What needs to be done: Show every line of the data that contains the string "json".

=== Section Start ===

PR #270, opened 2018-09-13
Add routes and middleware to begin exporting projects

gideonthomas:
Fix mozilla/thimble.mozilla.org#2668

This PR does 3 things:
1. `/projects/<project id>/export/start/` route that generates a token allowing access to export a specific project
2. `/publishedprojects/<published project id>/export/start/` route that generates a token allowing access to export a specific published project
3. Authorization middleware to check if the project (or published project) id in the URL and the token provided matches what’s in the data store (this will be used for the other export routes).

To test:
1. Run id/login/thimble (no need to run brackets). Add ``` console.log(`Token: ${token}`);``` to [this line in the Thimble code](https://github.com/mozilla/thimble.mozilla.org/blob/master/server/lib/middleware.js#L99).
2. Run a redis server and set the `REDIS_URL=http://0.0.0.0:6379` in your env for the publish server.
3. Run publish and login to Thimble. Copy the token that was logged in the thimble server. Make sure that project with id 1 is shown in your "My Projects" list in Thimble.
4. Run the following command and replace `<token>` with the copied token. Make sure the response you get back has a token in it (and copy the token value).
```
curl -X POST -H 'Authorization: token <token>' -v -i 'http://localhost:2015/projects/1/export/start'
```
5. **BONUS**: Check if the token was added to redis:
   - In a terminal window opened in your publish server folder, run `node`. Then type in the following code replacing `<token>` with the token you copied in the previous step: <br> `require('crypto').createHmac('sha256', 'randomSaltString').update(<token>).digest('hex')`
   - Copy the result and run `redis-cli`
   - In the redis terminal, run `get <saltedToken>` and replace `<saltedToken>` with the value you copied in the previous step. Make sure the returned value is `1`.


api/modules/projects/controller.js
```diff
@@ -185,6 +185,18 @@ class ProjectsController extends BaseController {
...
   }
+
+  exportStart(request, reply) {
+    const project = request.pre.records.models[0];
+    const exportProjectCache = request.server.methods.exportProject;
+    const projectIdentifier = { id: project.get(`id`) };
+
+    return reply(
+      Promise.fromCallback(next => exportProjectCache(projectIdentifier, next))
+      .then(token => request.generateResponse({ token }).code(200))
```
cadecairos: nit: 201 response code seems more appropriate

gideonthomas:
Perfect! Thanks for the review @cadecairos!

PR #1444, opened 2025-01-30
Allow click actions to fail silently with an additional parameter

brianhall:
**Asana Task/Github Issue:** https://app.asana.com/0/608920331025329/1209274402556155/f 

## Description

Occasionally we need click actions to fail silently without throwing an error. A real life example: on https://www.privaterecords.net we need to click links on each record to expand the addresses / relatives to make matches most accurate, however sometimes these links won’t exist (for instance, if there are no results).

We don’t want to fail, because we want the extract action (with the noResultsFound directive) to run so we can mark a profile as “not found”.

## Testing Steps

- Integration tests
- Drag/drop C-S-S into XCode

## Checklist

*Please tick all that apply:*

### DIFF
--- a/special-pages/pages/new-tab/app/customizer/strings.json
+++ b/special-pages/pages/new-tab/app/customizer/strings.json
@@ -9,15 +9,15 @@
   },
   "customizer_section_title_background": {
     "title": "Background",
-    "note": ""
+    "note": "Section title displayed in the UI for customizing the background."
   },
   "customizer_section_title_theme": {
     "title": "Browser Theme",
-    "note": ""
+    "note": "Section title for a section where users can customize the browser theme. (for example, 'light' or 'dark')"
   },
   "customizer_section_title_sections": {
     "title": "Sections",
-    "note": ""
+    "note": "Section title for a list of toggles for showing/hiding certain sections of the page."
   },
   "customizer_browser_theme_light": {
     "title": "Light",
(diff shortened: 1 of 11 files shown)


injected/src/features/broker-protection/actions/click.js
```diff
@@ -51,6 +51,10 @@ export function click(action, userData, root = document) {
         const elements = getElements(rootElement, element.selector);
 
         if (!elements?.length) {
+            if (element.failSilently) {
```
shakyShane, line 54: @brianhall - just a quick one on naming - when I saw ‘failSilently’ I was expecting something like ‘do nothing in this case’, like an empty `catch` block or something. 

But in both these cases, would `optional: true` be a better way to express it?

then it reads: `if no elements found, but this was optional anyway, return a success` and `if the element is disabled and it’s not optional, return an error`

brianhall: @shakyShane I like that naming better, however we’ve got failsilently in use [elsewhere](https://github.com/duckduckgo/content-scope-scripts/blob/c6b67bbe92b055ea0a44e8bdeca618d3e6627a19/injected/src/features/broker-protection/actions/expectation.js#L16), so probably best to standardize for now. Will definitely consider it for future refactors.

shakyShane (approved):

=== Section End ===

Answer space:
--- a/special-pages/pages/new-tab/app/customizer/strings.json
+++ b/special-pages/pages/new-tab/app/customizer/strings.json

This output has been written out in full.